What was really funny was that while David and I were going back and forth, he would send me stuff to read, I’m reading thru it and leaving notes in the margins for what I’d like to do with this idea, and I’m watching CNN in the background, because I have cable news on in my apartment all day while I’m working. And they make an announcement that Ronald Reagan slips into a coma. And by the time I was done reading and making all the notes, he had died. And I remember telling David, “now that we’ve killed Ronald Reagan, I think we’re sort of obligated to pull this off.” (Laughs)

Wow. David got such an amazing cast for The Tripper & I’m sure while writing it you weren’t thinking about that.

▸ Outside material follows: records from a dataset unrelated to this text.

PR #1841, opened 2022-03-12
ref: Use ExceptT String IO a instead of IO (Either String a).

Xitian9:
This increases composability and avoids some ugly case handling.

### DIFF
--- a/bin/hledger-check-fancyassertions.hs
+++ b/bin/hledger-check-fancyassertions.hs
@@ -98,6 +98,7 @@ module Main where
 
 import Control.Arrow (first)
 import Control.Monad (mplus, mzero, unless, void)
+import Control.Monad.Except (runExceptT)
 import Control.Monad.Trans.Class (lift)
 import Control.Monad.Trans.State.Strict (runStateT)
 import Data.String (fromString)
@@ -167,7 +168,7 @@ main :: IO ()
 main = do
     opts <- execParser args
     journalFile <- maybe H.defaultJournalPath pure (file opts)
-    ejournal    <- H.readJournalFile (set H.ignore_assertions (ignoreAssertions opts) H.definputopts) journalFile
+    ejournal    <- runExceptT $ H.readJournalFile (set H.ignore_assertions (ignoreAssertions opts) H.definputopts) journalFile
     case ejournal of
       Right j -> do
         (journal, starting) <- fixupJournal opts j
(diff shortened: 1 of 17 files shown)


simonmichael:
When you have a chance, would you mind adding a list of API changes to the commit message(s).

simonmichael:
And let's move the second and third commits to a separate PR.

Xitian9:
Done.

simonmichael:
I feel like it's the API's job to make calling hledger as easy as possible, and runExceptT is one more strange thing for scripters to deal with, not to mention a potential breaking change for people's personal scripts. How would it be if we kept the old API, and added a new one with different names, such as the below (less like "readFile" etc., but more consistent with hledger's "typeOperation" naming scheme):

```haskell
-- old easy IO API
readJournal      :: InputOpts -> Maybe FilePath -> Text -> IO (Either String Journal)
readJournalFile  :: InputOpts -> PrefixedFilePath       -> IO (Either String Journal)
readJournalFiles :: InputOpts -> [PrefixedFilePath]     -> IO (Either String Journal)
-- new, more composable API
journalRead      :: InputOpts -> Maybe FilePath -> Text -> ExceptT String IO Journal
journalReadFile  :: InputOpts -> PrefixedFilePath       -> ExceptT String IO Journal
journalReadFiles :: InputOpts -> [PrefixedFilePath]     -> ExceptT String IO Journal
```
We could still deprecate and even remove the IO functions at some later point if needed.

simonmichael:
We went a different route, as discussed in chat. I'll . Thanks @Xitian9.

simonmichael:
Some build issues were fixed by #1847. Mini post-mortem:

> I did ask myself several times, "what could possibly go wrong just re-exporting runExceptT" 
> for a start, re-exporting is generally bad because it confuses people, they don't expect import Hledger to provide runExceptT which usually comes from Control.Monad.Except
> second, it was bound to introduce some redundant import warnings, and we treat those as build errors, and it's hard/slow to test for build errors across all supported GHC versions including all packages and components (make buildtest-stackX.Y.yaml or make buildtest-all is a good way to do it locally)
> third, I have not configured the main repo to require passing CI before merge (because it would mean I can no longer make quick pushes directly to master)

simonmichael:
Addressing the third point, I have now configured master to require a passing status check - currently, the `ghc: "86"...` job in either push.yml or pull.yml - before commit(s) can be pushed or merged there. This should somewhat help keep mistakes out.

What was it like for you to see the whole thing come together with that cast?

Well, incredibly gratifying. Obviously! They’re all friends with David and it’s no surprise to me why they all respond for him and go to the wall for him when they do. He tends to engender that type of enthusiasm from people and he’s all around great guy. I can’t say enough kind words about David Arquette. So, for me it was incredibly gratifying to see them sign Jamie King to play our lead Sam, or when Lukas Haas came on board to play Ivan, or of course when Paul Ruebens or Thomas Jane or Marsha Thomason. Jason Mewes who was a last second addition and he practically made the cast!

For me, it was a very different experience then say Darkness Falls, which was a studio picture and had a much smaller cast. This was a complete 180 degree veering away from my previous Hollywood experience. I’m really happy with how The Tripper has turned out. It’s a great, twisted little film.

It’s scheduled for release in April, right?

4-20! National pot smoking day!

(Laughs) Well, it’s already screened in a few film festivals. What’s the response been like so far with an audience?

At Screamfest, back on Friday The 13th of October (2006) it played and the response was great. We had a very enthusiastic crowd. It was a premier crowd. It was great to watch it in front of a packed movie theater. I’m really looking forward to the opening!

What’s next on the horizon for you?

A few things! I wish I could say more. Check back with me in a few months and hopefully I can tell you.